* WHAT YOU NEED TO DO *
A complete response lists each line of the data below that includes the word "fPyObject".

Records contained in a dataset:
:::

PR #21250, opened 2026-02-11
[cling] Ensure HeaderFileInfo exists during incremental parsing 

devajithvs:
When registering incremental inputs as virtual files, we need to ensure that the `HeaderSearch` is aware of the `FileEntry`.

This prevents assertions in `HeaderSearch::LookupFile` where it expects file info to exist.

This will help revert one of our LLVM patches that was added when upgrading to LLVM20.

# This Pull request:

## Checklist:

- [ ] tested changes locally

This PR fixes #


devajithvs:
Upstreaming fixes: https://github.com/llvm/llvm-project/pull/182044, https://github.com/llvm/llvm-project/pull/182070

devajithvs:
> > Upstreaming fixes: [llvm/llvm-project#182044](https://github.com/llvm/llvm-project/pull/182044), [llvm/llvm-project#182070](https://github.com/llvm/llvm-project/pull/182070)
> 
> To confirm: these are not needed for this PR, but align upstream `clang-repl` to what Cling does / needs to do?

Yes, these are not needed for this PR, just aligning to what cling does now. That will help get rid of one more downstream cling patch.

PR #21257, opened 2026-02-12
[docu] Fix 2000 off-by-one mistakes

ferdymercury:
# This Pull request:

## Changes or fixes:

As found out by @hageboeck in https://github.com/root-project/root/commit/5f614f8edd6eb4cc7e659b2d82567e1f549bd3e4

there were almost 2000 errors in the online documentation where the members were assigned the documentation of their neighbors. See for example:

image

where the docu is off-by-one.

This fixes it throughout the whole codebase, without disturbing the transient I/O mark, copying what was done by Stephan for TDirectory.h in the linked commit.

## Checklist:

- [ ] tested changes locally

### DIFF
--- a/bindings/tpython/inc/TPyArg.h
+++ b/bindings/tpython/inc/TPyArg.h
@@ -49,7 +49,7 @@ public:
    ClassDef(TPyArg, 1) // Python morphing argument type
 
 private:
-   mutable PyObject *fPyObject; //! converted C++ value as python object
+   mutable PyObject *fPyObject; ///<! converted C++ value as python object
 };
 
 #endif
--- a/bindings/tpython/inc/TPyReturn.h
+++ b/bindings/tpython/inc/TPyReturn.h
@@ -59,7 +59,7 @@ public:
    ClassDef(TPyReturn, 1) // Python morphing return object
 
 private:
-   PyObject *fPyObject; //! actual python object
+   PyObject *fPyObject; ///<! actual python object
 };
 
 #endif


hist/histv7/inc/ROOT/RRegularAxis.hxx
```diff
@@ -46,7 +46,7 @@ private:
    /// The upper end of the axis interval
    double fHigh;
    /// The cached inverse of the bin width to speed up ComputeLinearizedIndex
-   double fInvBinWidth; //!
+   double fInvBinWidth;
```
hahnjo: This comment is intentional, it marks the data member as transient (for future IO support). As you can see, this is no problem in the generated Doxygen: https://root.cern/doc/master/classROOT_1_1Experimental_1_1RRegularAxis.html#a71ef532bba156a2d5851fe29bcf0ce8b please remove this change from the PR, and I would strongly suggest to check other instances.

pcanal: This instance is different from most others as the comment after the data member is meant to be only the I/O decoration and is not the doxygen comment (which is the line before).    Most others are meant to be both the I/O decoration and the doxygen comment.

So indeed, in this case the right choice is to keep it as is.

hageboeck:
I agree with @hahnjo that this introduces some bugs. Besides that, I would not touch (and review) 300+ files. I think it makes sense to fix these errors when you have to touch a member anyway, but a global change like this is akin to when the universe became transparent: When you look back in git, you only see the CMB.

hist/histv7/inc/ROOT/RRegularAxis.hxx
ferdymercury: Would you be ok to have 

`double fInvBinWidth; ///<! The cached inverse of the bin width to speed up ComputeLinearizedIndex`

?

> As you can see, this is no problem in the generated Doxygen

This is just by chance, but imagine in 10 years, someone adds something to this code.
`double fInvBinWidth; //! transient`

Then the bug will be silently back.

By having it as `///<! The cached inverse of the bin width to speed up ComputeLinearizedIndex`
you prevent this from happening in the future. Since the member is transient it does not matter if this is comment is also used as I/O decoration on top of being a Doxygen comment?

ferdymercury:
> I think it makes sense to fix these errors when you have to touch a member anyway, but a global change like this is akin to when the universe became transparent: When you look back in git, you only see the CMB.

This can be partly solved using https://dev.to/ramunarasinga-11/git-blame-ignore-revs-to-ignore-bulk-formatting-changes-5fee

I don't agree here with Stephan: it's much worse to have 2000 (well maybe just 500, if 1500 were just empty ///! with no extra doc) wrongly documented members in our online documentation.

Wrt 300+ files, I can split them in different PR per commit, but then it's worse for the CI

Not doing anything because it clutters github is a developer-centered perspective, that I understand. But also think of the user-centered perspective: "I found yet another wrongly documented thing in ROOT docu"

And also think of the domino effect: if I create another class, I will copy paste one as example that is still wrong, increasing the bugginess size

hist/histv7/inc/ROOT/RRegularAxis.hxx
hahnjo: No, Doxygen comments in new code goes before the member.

:::

* PROBLEM SOLUTION *
-   mutable PyObject *fPyObject; //! converted C++ value as python object
+   mutable PyObject *fPyObject; ///<! converted C++ value as python object
-   PyObject *fPyObject; //! actual python object
+   PyObject *fPyObject; ///<! actual python object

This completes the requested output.